Each family member, including the Queen Mother, received his or her own individual Christmas Tree, a fond recollection for each, prompting capturing a lingering memory in photographs and painting commissions. One such commission pictured above, was painted by William Corden, "Queen Victoria's Christmas Tree." With so many tree honorees, many rooms of the palace, such as in the dining room photographed that follows, were filled with Christmas trees and presents.


The following painting captures a palace room, filled with some of the children's Christmas trees.




Trees for the Royal Household, Too


Rooms were lighted up for the royal household, too. One palace observer remarked, “The chandeliers being taken down and trees covered with bonbons and little wax

 colored lights, with some of the trees were made to appear as if partially covered in snow.”

Popularity of the custom extended outside the palace walls, as the Royal Couple also gave a number of trees to schools and army barracks.

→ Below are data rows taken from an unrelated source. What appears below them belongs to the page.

PR #3999, opened 2025-02-17
Alessandro/web 2689 god mode allows project creation in other ppls workspaces

alemagio:
## Description & motivation

- we want god mode to only be able to read data, not write
- for now I did not want to update all the places where the `authorizeResolver` is used but we should
- this is probably not the best way to do it but we should the new `authorizationPipeline`

## Checklist:


gjedlicska:
I think we're going to re-think the whole authorization pipeline in new pricing and packaging, so for now, this is prob enough

gjedlicska (approved):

Albert’s Christmas Tree ― Not the First



Both Prince Albert and Queen Victoria’s childhood included Christmas tree traditions.

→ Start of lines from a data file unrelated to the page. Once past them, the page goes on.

PR #4000, opened 2025-02-17
feat: Update user tags in Mailchimp when user completes onboarding questions

andrewwallacespeckle:
Adds Mailchimp tag updates when users complete onboarding, capturing their role, plans, and source of discovery. Implementation extends the existing finishOnboarding mutation with error handling to ensure core onboarding flow isn't affected.


packages/frontend-2/lib/auth/composables/onboarding.ts
```diff
@@ -1,7 +1,12 @@
 import { useApolloClient } from '@vue/apollo-composable'
 import { useMixpanel } from '~~/lib/core/composables/mp'
 import { UnsupportedEnvironmentError } from '~~/lib/core/errors/base'
-import type { OnboardingState } from '~~/lib/auth/helpers/onboarding'
+import type {
```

A 13-year-old Princess Victoria wrote in her diary on Christmas Eve in 1832, “To trees hung with lights and sugar ornaments were placed on tables in the Dining Room, around which presents were laid out.”

 

Queen Charlotte’s Fairyland Tree



Earlier, Queen Charlotte, wife King George III and queen (1761-1818), brought to the palace her native-Germany tradition of decking a single Yew-tree bough (or branch). Families would gather around a decorated Yew-tree bough on Christmas Eve to exchange gifts.

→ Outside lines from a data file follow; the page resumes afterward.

PR #4008, opened 2025-02-17
feat(workspaces): remove regular workspace metrics tracking

gjedlicska:
This removes the regular emit of workspace.metrics event for all workspaces. It has done its job, getting all existing ws states into mixpanel, so its not needed any more.


cdriesler (approved):
adios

In 1800, as a special treat for a party planned for the children of all the principal families in Windsor, the Queen suddenly decided to pot up an entire yew tree (instead of the single customary Yew bough). The children arrived that day to a magical tree, decorated with fruit and baubles, all aglitter with tinsel and glass. The children were said to have believed themselves transported straight to fairyland and their happiness knew no bounds.


The ancient Custom of Tree Decorating



Some trace the origin of Christmas trees back to the ancient custom of decorating trees, as connected to the Pagan custom of tree worship (practiced in the German Mid-winter festival).

To the simple country folk, the leaves that seasonally fell from the oak trees, represented the tree’s spirit leaving its home inside the tree. To tempt the good spirits to return, they hung brightly-colored scraps and cloth and strings of pebbles from its branches. When the leaves returned, the country folk credited the tree decorating.

Early Christian missionaries, wanting to differentiate from the custom of worshiping trees, supported substituting the decorating of oak trees with the decorating of Evergreen trees, whose triangular shape symbolized the Christian Father, Son, & Holy Ghost.


Evergreens Symbolize Christ


Evergreens came to symbolize the Christ Child to Christians, who also died and rose again giving mankind eternal life shown in ever-green (ever-living) trees.

With the passage of time, trees and tree-decorating were brought indoors.

 

The Origin of the Candle-Lit Tree

 

One 1536 legend tells of the inspiration of thousands of stars glinting jewel-like among the branches of forest trees that encouraged candle-lit Christmas trees. Martin Luther, the German religious reformer, first brought a fir tree indoors, lighting it with candles as a reminder to his children (congregation) of the starry heavens from whence their Savior came.

 

Albert’s Tree Inspires a Lasting Christmas Tradition


In 1848, popular interest in the young Queen, and her family, generated The Illustrated London News to print the “Christmas Tree at Windsor Castle” illustration by J.L. Williams.

By 1860, there was scarcely a well-off family in England that did not follow with a Christmas tree in the parlour or hall. And, December parties held for pauper children, were all centered around gift-laden Christmas trees.

The tradition spread throughout Great Britain, and traveled the world and time to become one of Christmas’s most-cherished, celebration customs.

In letter of 1865, Queen Victoria wrote:


“I rejoiced to think that the Prince and myself are the cause of Christmas trees being so generally adopted in this country.”